_What is required_
Lines of the records that hold the word "with" are to be counted; give the number and nothing more.

_Records drawn from a dataset_
Issue #129, opened 2023-07-10
Add Api definitions for create, get, and delete data_stream


nhtruong:
This is part of the `index_management` plugin that have now been added to OS as core features in the `indices` namespace, so the operation groups of these actions would be
`indices.create_data_stream`
`indices.get_data_stream`
`indices.delete_data_stream`

https://opensearch.org/docs/latest/im-plugin/data-streams/

Tokesh:
I'd like to work on this issue :)
I'm already read this article about data streams. I think i have only one question about create_data_stream API.
In article they gave us such examples:
PUT _data_stream/logs-redis
PUT _data_stream/logs-nginx
Are "logs-redis" and "logs-nginx" just indexes, not index_templates?

nhtruong:
`A data stream is internally composed of multiple backing indexes. Search requests are routed to all the backing indexes, while indexing requests are routed to the latest write index.`

So it makes sense that you need an index_template (it's like grepping for indices with similar names) to create a data-stream, since a data-stream is a collection of indices.

nhtruong:
@Tokesh Looks like even though these endpoints were part of the legacy `index_management` plug-in. They have been added to OS as core features of the `indices` namespace. I've update the Issue's description to reflect that.

Tokesh:
> So it makes sense that you need an index_template (it's like grepping for indices with similar names) to create a data-stream, since a data-stream is a collection of indices.

> @Tokesh Looks like even though these endpoints were part of the legacy `index_management` plug-in. They have been added to OS as core features of the `indices` namespace. I've update the Issue's description to reflect that.

Thank you so much for answers. I got it!

Xtansia:
Closing as #131 was merged

PR #131, opened 2023-07-14
Added Request and Response Bodies for Data Stream APIs

Tokesh:
### Description
I generally did everything in the latest version of the OS. I tried my best to check everything. 
But not sure about `IndicesCreateDataStream `request body. Do we need to fill out this ```structure IndicesCreateDataStream_BodyParams```. When I tested this, I didn't add anything and it worked.
I tried to understand all the mistakes of my past PRs. I hope this is the correct request/response bodies 😳
P.S. I moved the AttributesMap to commonStructure which located in root folder, because it's not only used in the Security folder.

### Issues Resolved
[#129]

### DIFF
--- a/model/common_structures.smithy
+++ b/model/common_structures.smithy
@@ -59,3 +59,8 @@ structure Hits{
     _source: Document,
     fields: Document
 }
+
+map AttributesMap {
+    key: String,
+    value: String
+}
--- a/model/common_structures.smithy
+++ b/model/common_structures.smithy
@@ -59,8 +59,3 @@ structure Hits{
     _source: Document,
     fields: Document
 }
-
-map AttributesMap {
-    key: String,
-    value: String
-}
--- a/model/indices/data_stream.smithy
+++ b/model/indices/data_stream.smithy
@@ -1,0 +1,30 @@
+// SPDX-License-Identifier: Apache-2.0
+//
+//  The OpenSearch Contributors require contributions made to
+//  this file be licensed under the Apache-2.0 license or a
+//  compatible open source license.
+
+$version: "2"
+namespace OpenSearch
+
+structure DataStream{
+    name:String,
+    timestamp_field:AttributesMap,
+    indices: IndicesList
+    generation: Integer,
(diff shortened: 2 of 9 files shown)


nhtruong:
If Possible can you also add description for the input bodies as well? Thank you.

model/indices/data_stream.smithy
```diff
@@ -0,0 +1,30 @@
...
+    name:String,
+    timestamp_field:AttributesMap,
+    indices: IndicesList
+    generation: Integer,
+    status: String,
+    template: String
+}
+
+list IndicesList{
+    member: AttributesMap
```
nhtruong, line 20: Even IF `timestamp_field` and `indices` have the exact same schema, we should still define two different models instead of using a generic one called `AttributesMap`. More over, from what I read in https://opensearch.org/docs/latest/im-plugin/data-streams/, `indices` have a more defined structure than Attributes map.

This should be
```
structure DataStream{
    name: String,  # Remember to put space after the colon as well.
    timestamp_field: DataStreamTimestampField,
    indices: DataStreamIndices
    generation: Integer,
    status: String,
    template: String
}

list DataStreamIndices {
    member: DataStreamIndex
}

structure DataStreamIndex {
  index_name: String,
  index_uuid: String
}

map DataStreamTimestampField {
  key: String
  value: String
}
```

Tokesh: Oh, i got it. Thank you! You can review it again

model/common_structures.smithy
```diff
@@ -59,3 +59,8 @@ structure Hits{
     _source: Document,
     fields: Document
 }
+
+map AttributesMap {
+    key: String,
+    value: String
+}
```
nhtruong, line 66: This should be removed right?

Tokesh: > This should be removed right?

Yes, you're right ! Thank you

nhtruong (approved):

VachaShah (approved):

_Written reply_
2